FROM pytorch/pytorch:2.1.0-cuda11.8-cudnn8-runtime

ENV DEBIAN_FRONTEND=noninteractive
ENV PYTHONDONTWRITEBYTECODE=1
ENV PYTHONUNBUFFERED=1

RUN apt-get update && apt-get install -y git curl libglib2.0-0 libsm6 libxext6 libxrender-dev
RUN pip install --upgrade pip setuptools wheel
RUN pip install \
    numpy==1.26.4 \
    torch==2.1.0 \
    torchvision==0.16.0 \
    transformers==4.42.0 \
    accelerate==0.25.0 \
    einops \
    sentencepiece \
    safetensors \
    tensorflow-cpu==2.15.0

ENV TRANSFORMERS_DYNAMIC_MODULE_NAME="trusted"

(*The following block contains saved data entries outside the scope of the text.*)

PR #347, opened 2024-09-19
Separate CHYT init options into makeDefault and createPublicClique

achulkov2:
Currently, the `makeDefault` parameter in the CHYT spec has two meanings. First, it [adds](https://github.com/ytsaurus/ytsaurus-k8s-operator/blob/54143b9ad022f0a2068107be8be7d8f9846db607/pkg/components/chyt.go#L106) `--make-default` to the init script parameters, which [causes](https://github.com/ytsaurus/ytsaurus/blob/main/yt/docker/ytsaurus/setup_cluster_for_chyt.sh#L53) the uploaded image to be marked as default for cliques. Second, it [controls](https://github.com/ytsaurus/ytsaurus-k8s-operator/blob/54143b9ad022f0a2068107be8be7d8f9846db607/pkg/components/chyt.go#L191) whether `initChPublicJob` is run. These effects are completely unrelated and one does not always want both of them. This PR moves the second effect under its own option `createPublicClique`.


achulkov2:
I did not rename `makeDefault` for better compatibility with the current setup. I do agree that its name is rather ambiguous as well, maybe we should rename it (now or sometime later).

api/v1/chyt_types.go
```diff
@@ -40,8 +40,12 @@ type ChytSpec struct {
 
 	Ytsaurus *corev1.LocalObjectReference `json:"ytsaurus,omitempty"`
 	Image    string                       `json:"image,omitempty"`
+	// Mark specified image as default for cliques.
 	//+kubebuilder:default:=false
 	MakeDefault bool `json:"makeDefault"`
+	// Create ch_public clique, which is used by default when running CHYT queries.
+	//+kubebuilder:default:=false
+	CreatePublicClique bool `json:"createPublicClique"`
```
l0kix2, line 48: I suggest we make it `*bool` with `,omitempty` tag, so it would be possible to serialize spec to yaml/json and distinguish not set value from true/false. 
And I think the default value better be controlled on the code level, not spec level. That way we can change it if we want for users, who didn't set it, and if we have simple bool — all users will have false in their resource after the operator update.

I know that most other booleans in our spec don't work that way, but I think `*bool` is more flexible here, so new fields better be added that way.

achulkov2: Sure.

l0kix2 (approved):

Issue #349, opened 2024-10-01
Add strawberry apps configuration


l0kix2:
Let's start with something generic addition to the StrawberrySpec which would correctly configure strawberry itself and create k8s svc.

l0kix2:
@dmi-feo maybe this one also somehow related to strawberry configuration and may be fixed https://github.com/ytsaurus/ytsaurus-k8s-operator/issues/42 with you future changeset

PR #355, opened 2024-10-09
Support different controller families in strawberry configuration

dmi-feo:
https://github.com/ytsaurus/ytsaurus-k8s-operator/issues/349


pkg/consts/defaults.go
```diff
@@ -23,3 +23,9 @@ const DefaultName = "default"
 const DefaultMedium = "default"
 
 const MaxSlotLocationReserve = 10 << 30 // 10GiB
+
+const DefaultStrawberryControllerFamily = "chyt"
+
+func GetDefaultStrawberryControllerFamilies() []string {
+	return []string{"chyt", "jupyt"}
+}
```
l0kix2, line 31: I don't understand, should the default family be `chyt` or list of of `chyt, jupyt`?
Maybe first one better be called just `DefaultStrawberryFamily`, not ControllerFamily according to static config values?

l0kix2 (commented):
LGTM, though I want someone else who knows a bit about strawberry look at this.
@psushin does this change helps for you with livy?

pkg/consts/defaults.go
dmi-feo: Poor naming :(
I renamed DefaultStrawberryControllerFamily to DefaultRouteStrawberryControllerFamily - that's explains better what it is about (and it is about the family that will receive requests for domains that are not explicitly specified in `http_controller_mappings`)

api/v1/ytsaurus_types.go
```diff
@@ -517,10 +517,13 @@ type QueryTrackerSpec struct {
...
-	Resources    corev1.ResourceRequirements `json:"resources,omitempty"`
-	Image        *string                     `json:"image,omitempty"`
-	Tolerations  []corev1.Toleration         `json:"tolerations,omitempty"`
-	NodeSelector map[string]string           `json:"nodeSelector,omitempty"`
+	Resources          corev1.ResourceRequirements `json:"resources,omitempty"`
+	Image              *string                     `json:"image,omitempty"`
+	Tolerations        []corev1.Toleration         `json:"tolerations,omitempty"`
+	NodeSelector       map[string]string           `json:"nodeSelector,omitempty"`
+	ExternalProxy      *string                     `json:"externalProxy,omitempty"`
+	ControllerFamilies []string                    `json:"controllerFamilies,omitempty"`
```
koct9i, line 525: Please add comment with examples for this field and next one - comment goes into CRD description and documentation. I.e. `// Supported strawberry families, for example: "chyt", "foo", "bar"`.

l0kix2:
Let's add docstrings and merge it i guess?
@dmi-feo

l0kix2 (approved):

# Download model and processor at build time to avoid runtime fetch
RUN python -c "from transformers import AutoModelForCausalLM, AutoProcessor; \
AutoModelForCausalLM.from_pretrained('allenai/Molmo-7B-D-0924', trust_remote_code=True, torch_dtype='auto', cache_dir='/workspace/.hf_cache'); \
AutoProcessor.from_pretrained('allenai/Molmo-7B-D-0924', trust_remote_code=True, cache_dir='/workspace/.hf_cache')"

Build with:

docker build -t molmo .

Run with:

docker run -it --entrypoint /bin/bash -v'/home/joregan/rs_results:/results' --gpus all molmo

Something was happening with this, so I had to try to find why the wrong version of transformers kept popping up:

FROM pytorch/pytorch:2.1.0-cuda11.8-cudnn8-runtime                                                  

ENV DEBIAN_FRONTEND=noninteractive

# Upgrade pip and install clean
RUN pip install --upgrade pip setuptools wheel

# Clean up any possible old versions
RUN pip uninstall -y transformers || true

# Install specific version of transformers
RUN pip install transformers==4.42.0

# Confirm that TextKwargs is present
RUN python -c "from transformers.processing_utils import TextKwargs; print('✅ TextKwargs is present:', TextKwargs)"

To get it to run, I needed to change this:

mask = ~torch.all(images.view(B * T, N, D) == -1, dim=(1, 2), keepdim=True)

to:

mask = ~torch.all(images.view(B * T, -1) == -1, dim=1, keepdim=True)  # (B*T, 1)
mask = mask.unsqueeze(-1)

(courtesy of ChatGPT). This seems to be a Pytorch version issue, but it’s low priority to fix it.